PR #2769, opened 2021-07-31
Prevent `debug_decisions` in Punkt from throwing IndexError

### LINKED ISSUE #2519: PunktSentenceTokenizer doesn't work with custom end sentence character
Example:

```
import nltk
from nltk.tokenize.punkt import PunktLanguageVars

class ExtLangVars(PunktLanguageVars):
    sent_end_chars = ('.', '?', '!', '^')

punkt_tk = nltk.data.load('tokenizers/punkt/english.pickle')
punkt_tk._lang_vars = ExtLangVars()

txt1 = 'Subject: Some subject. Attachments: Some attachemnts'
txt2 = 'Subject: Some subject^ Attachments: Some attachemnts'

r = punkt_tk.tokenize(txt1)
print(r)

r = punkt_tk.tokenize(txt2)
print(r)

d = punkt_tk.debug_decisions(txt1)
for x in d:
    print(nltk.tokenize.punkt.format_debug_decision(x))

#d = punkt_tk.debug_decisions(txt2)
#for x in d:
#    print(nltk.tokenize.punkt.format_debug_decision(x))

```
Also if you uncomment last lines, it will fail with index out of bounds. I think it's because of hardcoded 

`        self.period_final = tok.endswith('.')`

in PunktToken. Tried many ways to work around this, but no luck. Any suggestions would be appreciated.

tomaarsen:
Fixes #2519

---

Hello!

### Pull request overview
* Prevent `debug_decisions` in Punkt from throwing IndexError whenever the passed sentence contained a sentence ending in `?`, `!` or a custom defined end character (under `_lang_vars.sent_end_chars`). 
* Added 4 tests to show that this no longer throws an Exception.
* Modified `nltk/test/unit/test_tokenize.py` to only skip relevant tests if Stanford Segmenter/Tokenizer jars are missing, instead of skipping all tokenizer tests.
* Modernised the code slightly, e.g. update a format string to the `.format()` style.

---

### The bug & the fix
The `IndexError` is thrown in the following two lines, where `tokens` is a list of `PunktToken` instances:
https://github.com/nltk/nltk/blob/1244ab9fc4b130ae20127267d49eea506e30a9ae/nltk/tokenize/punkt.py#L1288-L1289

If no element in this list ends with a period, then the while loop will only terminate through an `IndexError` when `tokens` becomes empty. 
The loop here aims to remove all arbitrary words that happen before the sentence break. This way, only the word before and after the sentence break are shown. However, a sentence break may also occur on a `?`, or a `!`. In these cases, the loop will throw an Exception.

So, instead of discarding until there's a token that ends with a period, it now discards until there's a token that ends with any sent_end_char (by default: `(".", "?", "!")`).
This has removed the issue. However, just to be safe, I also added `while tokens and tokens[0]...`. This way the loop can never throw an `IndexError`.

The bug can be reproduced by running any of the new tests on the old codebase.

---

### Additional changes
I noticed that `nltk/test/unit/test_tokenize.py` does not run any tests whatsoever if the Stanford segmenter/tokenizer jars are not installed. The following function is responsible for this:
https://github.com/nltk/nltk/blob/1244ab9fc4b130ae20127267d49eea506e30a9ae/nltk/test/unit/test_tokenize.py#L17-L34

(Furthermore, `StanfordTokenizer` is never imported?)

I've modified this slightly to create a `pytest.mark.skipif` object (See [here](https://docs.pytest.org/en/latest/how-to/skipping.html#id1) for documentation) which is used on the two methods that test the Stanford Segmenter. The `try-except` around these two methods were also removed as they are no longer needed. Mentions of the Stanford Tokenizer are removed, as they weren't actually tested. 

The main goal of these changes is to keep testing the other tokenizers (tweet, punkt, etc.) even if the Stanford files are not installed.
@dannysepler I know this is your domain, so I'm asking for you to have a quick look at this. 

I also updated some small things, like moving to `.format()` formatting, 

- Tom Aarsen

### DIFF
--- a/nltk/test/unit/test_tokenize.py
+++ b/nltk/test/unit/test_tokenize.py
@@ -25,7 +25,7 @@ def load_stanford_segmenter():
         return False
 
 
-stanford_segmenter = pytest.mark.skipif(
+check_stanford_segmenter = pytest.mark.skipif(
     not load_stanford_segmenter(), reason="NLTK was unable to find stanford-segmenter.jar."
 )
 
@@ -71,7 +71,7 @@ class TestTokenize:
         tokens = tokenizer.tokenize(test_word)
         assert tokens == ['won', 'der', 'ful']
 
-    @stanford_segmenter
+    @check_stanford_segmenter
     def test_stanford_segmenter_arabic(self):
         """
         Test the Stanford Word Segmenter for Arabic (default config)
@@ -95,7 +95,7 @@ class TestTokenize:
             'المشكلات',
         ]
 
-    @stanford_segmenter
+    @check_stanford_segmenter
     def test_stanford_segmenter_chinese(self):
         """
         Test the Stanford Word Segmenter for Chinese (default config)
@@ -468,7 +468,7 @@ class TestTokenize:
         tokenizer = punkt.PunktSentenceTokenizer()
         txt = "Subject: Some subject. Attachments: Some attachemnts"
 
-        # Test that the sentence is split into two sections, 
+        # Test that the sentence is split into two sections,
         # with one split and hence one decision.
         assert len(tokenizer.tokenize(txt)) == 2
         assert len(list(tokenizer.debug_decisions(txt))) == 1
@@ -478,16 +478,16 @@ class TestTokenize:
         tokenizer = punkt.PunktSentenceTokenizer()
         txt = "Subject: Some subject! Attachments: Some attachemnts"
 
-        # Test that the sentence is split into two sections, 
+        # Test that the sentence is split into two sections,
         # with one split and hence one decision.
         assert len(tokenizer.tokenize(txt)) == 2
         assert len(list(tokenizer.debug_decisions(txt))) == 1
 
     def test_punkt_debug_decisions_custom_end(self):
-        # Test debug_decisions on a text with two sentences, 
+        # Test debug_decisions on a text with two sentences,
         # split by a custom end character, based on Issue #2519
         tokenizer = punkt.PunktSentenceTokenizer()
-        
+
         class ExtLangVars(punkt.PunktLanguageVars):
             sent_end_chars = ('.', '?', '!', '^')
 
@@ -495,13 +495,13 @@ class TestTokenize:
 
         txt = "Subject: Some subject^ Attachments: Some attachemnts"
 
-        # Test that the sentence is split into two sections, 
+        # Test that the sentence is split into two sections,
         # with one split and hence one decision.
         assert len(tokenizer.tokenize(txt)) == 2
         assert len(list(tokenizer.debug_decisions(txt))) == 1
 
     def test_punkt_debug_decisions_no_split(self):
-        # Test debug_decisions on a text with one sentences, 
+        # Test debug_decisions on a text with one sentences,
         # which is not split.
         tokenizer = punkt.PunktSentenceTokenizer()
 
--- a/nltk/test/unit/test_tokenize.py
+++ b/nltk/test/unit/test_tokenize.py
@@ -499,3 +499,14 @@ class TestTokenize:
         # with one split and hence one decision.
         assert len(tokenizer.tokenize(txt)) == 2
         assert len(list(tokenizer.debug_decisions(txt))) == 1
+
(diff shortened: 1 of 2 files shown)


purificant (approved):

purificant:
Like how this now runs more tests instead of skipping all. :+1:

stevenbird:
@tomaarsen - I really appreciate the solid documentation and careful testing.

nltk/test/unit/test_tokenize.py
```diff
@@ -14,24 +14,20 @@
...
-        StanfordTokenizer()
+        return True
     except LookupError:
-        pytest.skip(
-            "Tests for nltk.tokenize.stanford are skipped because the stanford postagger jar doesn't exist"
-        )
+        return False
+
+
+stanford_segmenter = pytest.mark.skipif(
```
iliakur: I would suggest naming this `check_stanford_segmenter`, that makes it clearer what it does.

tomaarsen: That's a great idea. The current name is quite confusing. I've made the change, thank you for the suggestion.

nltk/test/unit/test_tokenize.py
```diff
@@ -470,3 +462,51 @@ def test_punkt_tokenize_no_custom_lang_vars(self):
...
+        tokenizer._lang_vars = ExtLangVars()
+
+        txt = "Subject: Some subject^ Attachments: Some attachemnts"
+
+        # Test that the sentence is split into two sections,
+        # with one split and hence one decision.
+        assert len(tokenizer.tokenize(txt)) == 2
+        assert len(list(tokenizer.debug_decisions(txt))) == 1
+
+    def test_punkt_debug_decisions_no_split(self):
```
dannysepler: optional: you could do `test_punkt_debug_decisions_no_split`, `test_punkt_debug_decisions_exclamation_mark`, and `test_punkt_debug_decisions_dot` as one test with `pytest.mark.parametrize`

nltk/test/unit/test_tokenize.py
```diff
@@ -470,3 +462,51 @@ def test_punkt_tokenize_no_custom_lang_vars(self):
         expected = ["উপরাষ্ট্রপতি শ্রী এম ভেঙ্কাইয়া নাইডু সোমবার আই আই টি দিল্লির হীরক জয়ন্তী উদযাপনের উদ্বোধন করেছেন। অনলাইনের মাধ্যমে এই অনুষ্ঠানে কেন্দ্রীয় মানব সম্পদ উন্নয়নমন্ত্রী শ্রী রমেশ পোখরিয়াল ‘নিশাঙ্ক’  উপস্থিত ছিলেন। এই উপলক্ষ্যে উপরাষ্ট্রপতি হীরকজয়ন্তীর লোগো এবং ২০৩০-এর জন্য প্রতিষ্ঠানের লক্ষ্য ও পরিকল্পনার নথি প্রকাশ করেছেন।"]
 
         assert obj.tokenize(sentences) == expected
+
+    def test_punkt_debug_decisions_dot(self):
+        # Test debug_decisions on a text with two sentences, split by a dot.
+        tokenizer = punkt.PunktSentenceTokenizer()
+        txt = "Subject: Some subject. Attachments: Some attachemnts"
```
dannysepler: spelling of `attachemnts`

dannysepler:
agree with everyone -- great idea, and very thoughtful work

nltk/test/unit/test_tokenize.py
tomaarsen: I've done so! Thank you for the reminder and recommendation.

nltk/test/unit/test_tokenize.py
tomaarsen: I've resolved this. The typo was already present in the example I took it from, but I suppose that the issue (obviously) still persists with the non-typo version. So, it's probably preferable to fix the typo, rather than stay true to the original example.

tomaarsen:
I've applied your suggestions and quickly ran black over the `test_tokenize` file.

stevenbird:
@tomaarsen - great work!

####

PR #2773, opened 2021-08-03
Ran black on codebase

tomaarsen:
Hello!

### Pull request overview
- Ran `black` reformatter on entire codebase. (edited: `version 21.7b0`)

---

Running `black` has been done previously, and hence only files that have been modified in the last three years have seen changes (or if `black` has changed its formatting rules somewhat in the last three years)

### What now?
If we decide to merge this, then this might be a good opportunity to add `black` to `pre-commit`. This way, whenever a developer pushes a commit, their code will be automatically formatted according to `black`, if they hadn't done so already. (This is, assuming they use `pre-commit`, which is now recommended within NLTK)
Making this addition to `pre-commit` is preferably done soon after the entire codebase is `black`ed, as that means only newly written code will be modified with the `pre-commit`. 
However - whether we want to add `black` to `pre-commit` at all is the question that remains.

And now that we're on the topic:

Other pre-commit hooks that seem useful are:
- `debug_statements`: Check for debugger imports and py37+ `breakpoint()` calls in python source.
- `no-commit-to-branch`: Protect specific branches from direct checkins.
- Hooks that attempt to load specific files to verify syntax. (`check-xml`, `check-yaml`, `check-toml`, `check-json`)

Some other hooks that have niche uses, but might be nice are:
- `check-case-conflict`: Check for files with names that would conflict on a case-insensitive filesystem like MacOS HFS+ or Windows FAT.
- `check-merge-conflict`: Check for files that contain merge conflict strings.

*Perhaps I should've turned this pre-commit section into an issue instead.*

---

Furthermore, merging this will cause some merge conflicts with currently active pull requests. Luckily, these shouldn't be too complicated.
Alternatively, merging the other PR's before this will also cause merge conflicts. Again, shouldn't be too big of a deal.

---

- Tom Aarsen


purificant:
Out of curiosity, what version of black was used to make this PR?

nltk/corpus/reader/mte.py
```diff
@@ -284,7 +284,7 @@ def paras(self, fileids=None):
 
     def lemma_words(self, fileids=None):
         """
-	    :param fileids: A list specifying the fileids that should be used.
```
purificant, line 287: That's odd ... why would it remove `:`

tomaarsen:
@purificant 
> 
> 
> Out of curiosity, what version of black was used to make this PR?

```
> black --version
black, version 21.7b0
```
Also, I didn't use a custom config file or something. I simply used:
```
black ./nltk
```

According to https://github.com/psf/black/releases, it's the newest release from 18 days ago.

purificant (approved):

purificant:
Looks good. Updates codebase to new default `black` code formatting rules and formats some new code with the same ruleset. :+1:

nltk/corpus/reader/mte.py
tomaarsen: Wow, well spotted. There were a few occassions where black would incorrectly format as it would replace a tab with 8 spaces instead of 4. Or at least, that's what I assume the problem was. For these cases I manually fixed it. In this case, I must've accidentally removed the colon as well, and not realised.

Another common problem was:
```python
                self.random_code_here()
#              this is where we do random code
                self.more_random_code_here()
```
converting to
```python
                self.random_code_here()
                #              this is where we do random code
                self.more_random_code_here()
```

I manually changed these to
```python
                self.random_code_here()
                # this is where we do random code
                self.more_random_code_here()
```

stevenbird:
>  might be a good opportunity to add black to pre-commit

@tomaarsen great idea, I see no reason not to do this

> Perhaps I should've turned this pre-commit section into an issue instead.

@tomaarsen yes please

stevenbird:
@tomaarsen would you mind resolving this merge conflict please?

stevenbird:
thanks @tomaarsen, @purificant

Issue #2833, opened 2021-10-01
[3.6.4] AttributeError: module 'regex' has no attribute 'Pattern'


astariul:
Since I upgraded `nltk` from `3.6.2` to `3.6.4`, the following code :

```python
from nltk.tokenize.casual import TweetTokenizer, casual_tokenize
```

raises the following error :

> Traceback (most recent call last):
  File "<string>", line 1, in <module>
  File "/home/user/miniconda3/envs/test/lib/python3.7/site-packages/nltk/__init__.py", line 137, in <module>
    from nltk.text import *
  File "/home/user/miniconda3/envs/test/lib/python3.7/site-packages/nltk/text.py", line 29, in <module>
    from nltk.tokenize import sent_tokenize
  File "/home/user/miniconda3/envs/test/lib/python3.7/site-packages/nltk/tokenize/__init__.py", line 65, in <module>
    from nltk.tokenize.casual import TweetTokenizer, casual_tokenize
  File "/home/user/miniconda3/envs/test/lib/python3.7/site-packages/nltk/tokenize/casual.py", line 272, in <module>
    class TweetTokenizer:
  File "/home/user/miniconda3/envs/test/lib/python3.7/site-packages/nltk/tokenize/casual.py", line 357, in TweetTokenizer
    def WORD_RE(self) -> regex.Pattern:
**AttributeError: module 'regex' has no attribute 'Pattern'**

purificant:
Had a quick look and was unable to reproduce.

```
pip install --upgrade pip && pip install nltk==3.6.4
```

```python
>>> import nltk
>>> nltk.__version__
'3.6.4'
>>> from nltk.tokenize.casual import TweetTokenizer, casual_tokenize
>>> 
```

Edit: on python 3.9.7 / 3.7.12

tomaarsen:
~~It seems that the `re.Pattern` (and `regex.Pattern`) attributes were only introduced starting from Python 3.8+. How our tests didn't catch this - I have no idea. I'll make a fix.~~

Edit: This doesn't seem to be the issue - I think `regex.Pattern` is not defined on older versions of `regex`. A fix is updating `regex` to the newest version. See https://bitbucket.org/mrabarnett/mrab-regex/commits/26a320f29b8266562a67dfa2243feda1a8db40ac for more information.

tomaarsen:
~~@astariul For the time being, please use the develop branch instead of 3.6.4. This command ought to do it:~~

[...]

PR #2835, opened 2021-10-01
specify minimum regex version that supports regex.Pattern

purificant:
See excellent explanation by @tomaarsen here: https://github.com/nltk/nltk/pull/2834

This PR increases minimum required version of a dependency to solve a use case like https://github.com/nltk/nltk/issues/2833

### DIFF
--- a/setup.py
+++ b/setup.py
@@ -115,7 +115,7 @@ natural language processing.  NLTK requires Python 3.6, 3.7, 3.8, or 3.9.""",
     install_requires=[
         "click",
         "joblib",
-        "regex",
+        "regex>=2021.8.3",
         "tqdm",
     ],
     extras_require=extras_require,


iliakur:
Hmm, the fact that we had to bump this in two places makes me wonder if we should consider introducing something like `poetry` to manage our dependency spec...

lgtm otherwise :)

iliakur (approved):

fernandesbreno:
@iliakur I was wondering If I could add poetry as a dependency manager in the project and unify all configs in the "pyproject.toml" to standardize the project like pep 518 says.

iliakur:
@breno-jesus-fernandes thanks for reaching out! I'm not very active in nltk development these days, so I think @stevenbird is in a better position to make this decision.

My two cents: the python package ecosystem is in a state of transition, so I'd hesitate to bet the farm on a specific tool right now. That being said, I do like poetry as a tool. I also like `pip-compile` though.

####

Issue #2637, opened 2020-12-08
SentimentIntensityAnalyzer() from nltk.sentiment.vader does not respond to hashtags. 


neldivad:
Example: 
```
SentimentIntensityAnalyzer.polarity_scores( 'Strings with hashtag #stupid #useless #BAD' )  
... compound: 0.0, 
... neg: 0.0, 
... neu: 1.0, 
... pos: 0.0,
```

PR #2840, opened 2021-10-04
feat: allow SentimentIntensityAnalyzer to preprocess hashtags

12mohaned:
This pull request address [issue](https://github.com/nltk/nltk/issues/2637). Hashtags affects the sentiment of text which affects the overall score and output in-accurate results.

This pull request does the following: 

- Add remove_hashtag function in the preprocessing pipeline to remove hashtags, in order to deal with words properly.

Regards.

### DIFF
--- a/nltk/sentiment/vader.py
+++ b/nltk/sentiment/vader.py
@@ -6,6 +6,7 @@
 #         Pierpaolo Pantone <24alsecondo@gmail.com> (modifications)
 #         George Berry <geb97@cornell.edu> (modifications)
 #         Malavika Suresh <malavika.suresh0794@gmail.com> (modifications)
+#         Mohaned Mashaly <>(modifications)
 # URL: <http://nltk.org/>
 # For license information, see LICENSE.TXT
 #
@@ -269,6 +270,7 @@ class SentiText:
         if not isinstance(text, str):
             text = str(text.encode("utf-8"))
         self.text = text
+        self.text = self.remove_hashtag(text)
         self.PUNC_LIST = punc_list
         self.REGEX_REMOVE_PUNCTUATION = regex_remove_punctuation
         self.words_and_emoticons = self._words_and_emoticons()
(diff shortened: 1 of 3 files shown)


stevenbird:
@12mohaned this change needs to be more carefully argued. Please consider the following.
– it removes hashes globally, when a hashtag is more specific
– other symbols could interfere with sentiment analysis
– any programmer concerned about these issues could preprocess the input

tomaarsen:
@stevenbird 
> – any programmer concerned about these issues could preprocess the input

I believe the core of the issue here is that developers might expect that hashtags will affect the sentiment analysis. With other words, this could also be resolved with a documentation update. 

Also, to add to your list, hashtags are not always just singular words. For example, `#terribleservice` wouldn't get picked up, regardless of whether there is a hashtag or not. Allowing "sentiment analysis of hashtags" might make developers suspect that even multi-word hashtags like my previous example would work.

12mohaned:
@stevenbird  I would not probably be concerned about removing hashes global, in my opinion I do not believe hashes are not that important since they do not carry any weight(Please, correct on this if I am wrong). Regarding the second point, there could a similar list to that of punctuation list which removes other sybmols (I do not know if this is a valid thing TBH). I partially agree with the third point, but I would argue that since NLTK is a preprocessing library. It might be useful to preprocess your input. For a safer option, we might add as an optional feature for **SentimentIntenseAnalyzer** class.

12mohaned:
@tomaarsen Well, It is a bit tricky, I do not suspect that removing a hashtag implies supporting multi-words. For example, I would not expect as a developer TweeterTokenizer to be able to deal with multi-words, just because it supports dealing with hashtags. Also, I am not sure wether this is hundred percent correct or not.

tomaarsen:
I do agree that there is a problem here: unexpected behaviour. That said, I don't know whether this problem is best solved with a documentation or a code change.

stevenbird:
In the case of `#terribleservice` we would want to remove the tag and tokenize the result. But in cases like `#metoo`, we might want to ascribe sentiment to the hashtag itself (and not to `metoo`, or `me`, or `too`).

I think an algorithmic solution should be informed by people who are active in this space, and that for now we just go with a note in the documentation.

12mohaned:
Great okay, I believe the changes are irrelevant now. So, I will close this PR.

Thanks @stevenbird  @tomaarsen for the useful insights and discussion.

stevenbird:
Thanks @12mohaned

####

> Problem to solve
Once you find the line with "agree with everyone" in the entries above, output it and each line after it up to and including the line with "- great work!", and nothing else.

> Solution to this exercise
agree with everyone -- great idea, and very thoughtful work

nltk/test/unit/test_tokenize.py
tomaarsen: I've done so! Thank you for the reminder and recommendation.

nltk/test/unit/test_tokenize.py
tomaarsen: I've resolved this. The typo was already present in the example I took it from, but I suppose that the issue (obviously) still persists with the non-typo version. So, it's probably preferable to fix the typo, rather than stay true to the original example.

tomaarsen:
I've applied your suggestions and quickly ran black over the `test_tokenize` file.

stevenbird:
@tomaarsen - great work!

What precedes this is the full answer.